(Data provided Opens)

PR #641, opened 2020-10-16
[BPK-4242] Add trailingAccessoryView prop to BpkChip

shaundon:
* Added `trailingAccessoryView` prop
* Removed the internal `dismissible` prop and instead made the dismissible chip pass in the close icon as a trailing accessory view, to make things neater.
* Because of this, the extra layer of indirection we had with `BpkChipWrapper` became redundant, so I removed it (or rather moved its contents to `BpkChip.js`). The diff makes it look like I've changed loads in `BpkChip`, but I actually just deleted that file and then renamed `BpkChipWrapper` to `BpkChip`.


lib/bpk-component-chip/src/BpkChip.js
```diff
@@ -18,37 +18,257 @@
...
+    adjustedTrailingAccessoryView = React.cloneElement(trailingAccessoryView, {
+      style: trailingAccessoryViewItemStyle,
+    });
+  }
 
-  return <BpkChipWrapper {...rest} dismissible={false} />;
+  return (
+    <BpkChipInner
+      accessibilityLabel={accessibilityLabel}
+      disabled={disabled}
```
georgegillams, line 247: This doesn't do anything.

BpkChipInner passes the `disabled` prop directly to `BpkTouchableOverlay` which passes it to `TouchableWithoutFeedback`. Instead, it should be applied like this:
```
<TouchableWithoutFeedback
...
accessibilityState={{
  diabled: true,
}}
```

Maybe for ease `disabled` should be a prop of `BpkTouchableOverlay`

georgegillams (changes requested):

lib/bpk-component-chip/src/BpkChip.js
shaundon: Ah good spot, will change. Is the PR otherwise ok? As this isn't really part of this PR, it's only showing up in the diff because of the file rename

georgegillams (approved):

(Data provided Closes)
(Data provided Opens)

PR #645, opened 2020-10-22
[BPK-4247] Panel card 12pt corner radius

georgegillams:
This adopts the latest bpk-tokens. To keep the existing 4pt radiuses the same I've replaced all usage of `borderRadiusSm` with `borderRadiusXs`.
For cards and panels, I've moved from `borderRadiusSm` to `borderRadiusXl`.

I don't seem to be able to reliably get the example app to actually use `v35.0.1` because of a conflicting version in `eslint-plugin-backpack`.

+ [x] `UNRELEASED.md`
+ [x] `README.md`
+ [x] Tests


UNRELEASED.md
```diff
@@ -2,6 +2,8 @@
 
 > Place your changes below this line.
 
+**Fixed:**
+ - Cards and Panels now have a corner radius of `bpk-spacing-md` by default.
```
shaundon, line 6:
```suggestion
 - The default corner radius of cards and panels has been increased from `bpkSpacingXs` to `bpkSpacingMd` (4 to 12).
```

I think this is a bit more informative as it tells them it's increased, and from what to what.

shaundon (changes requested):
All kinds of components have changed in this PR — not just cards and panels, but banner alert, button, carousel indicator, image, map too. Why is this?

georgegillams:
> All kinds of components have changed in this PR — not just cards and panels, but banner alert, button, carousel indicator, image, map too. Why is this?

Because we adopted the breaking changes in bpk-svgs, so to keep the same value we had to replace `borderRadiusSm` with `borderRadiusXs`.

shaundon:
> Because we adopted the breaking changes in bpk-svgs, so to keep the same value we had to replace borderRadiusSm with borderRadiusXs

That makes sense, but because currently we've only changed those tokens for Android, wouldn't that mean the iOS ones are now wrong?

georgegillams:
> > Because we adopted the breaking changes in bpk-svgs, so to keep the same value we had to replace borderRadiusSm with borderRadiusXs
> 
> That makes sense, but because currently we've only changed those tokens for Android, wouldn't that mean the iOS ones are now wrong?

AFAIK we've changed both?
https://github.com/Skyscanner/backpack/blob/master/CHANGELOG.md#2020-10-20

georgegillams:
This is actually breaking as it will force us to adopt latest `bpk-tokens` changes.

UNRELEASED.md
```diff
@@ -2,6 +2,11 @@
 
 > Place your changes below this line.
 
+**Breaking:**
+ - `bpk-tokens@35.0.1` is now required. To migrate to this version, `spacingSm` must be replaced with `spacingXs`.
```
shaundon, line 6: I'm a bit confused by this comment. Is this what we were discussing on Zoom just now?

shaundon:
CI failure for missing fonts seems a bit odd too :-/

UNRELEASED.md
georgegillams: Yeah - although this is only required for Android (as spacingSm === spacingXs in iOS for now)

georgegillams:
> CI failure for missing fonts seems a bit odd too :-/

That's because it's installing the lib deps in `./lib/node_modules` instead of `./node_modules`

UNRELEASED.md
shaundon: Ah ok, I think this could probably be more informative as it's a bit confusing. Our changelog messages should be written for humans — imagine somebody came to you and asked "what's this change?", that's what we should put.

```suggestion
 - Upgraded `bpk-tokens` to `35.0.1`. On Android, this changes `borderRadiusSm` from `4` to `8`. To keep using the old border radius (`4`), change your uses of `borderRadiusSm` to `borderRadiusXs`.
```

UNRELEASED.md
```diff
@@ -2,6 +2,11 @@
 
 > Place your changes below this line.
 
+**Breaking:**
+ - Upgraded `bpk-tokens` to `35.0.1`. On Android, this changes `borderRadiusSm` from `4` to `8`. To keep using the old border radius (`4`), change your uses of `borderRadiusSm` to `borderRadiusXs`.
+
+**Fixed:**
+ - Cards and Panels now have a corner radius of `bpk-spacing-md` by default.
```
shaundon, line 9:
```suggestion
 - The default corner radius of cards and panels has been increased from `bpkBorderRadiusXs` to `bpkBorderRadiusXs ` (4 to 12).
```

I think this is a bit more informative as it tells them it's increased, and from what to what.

(Data provided Closes)

The problem: Once you find the line with "PR #641, opened 2020-10-16" in the entries above, output it and each line after it up to and including the line with "make things neater.", and nothing else.

Solution:
PR #641, opened 2020-10-16
[BPK-4242] Add trailingAccessoryView prop to BpkChip

shaundon:
* Added `trailingAccessoryView` prop
* Removed the internal `dismissible` prop and instead made the dismissible chip pass in the close icon as a trailing accessory view, to make things neater.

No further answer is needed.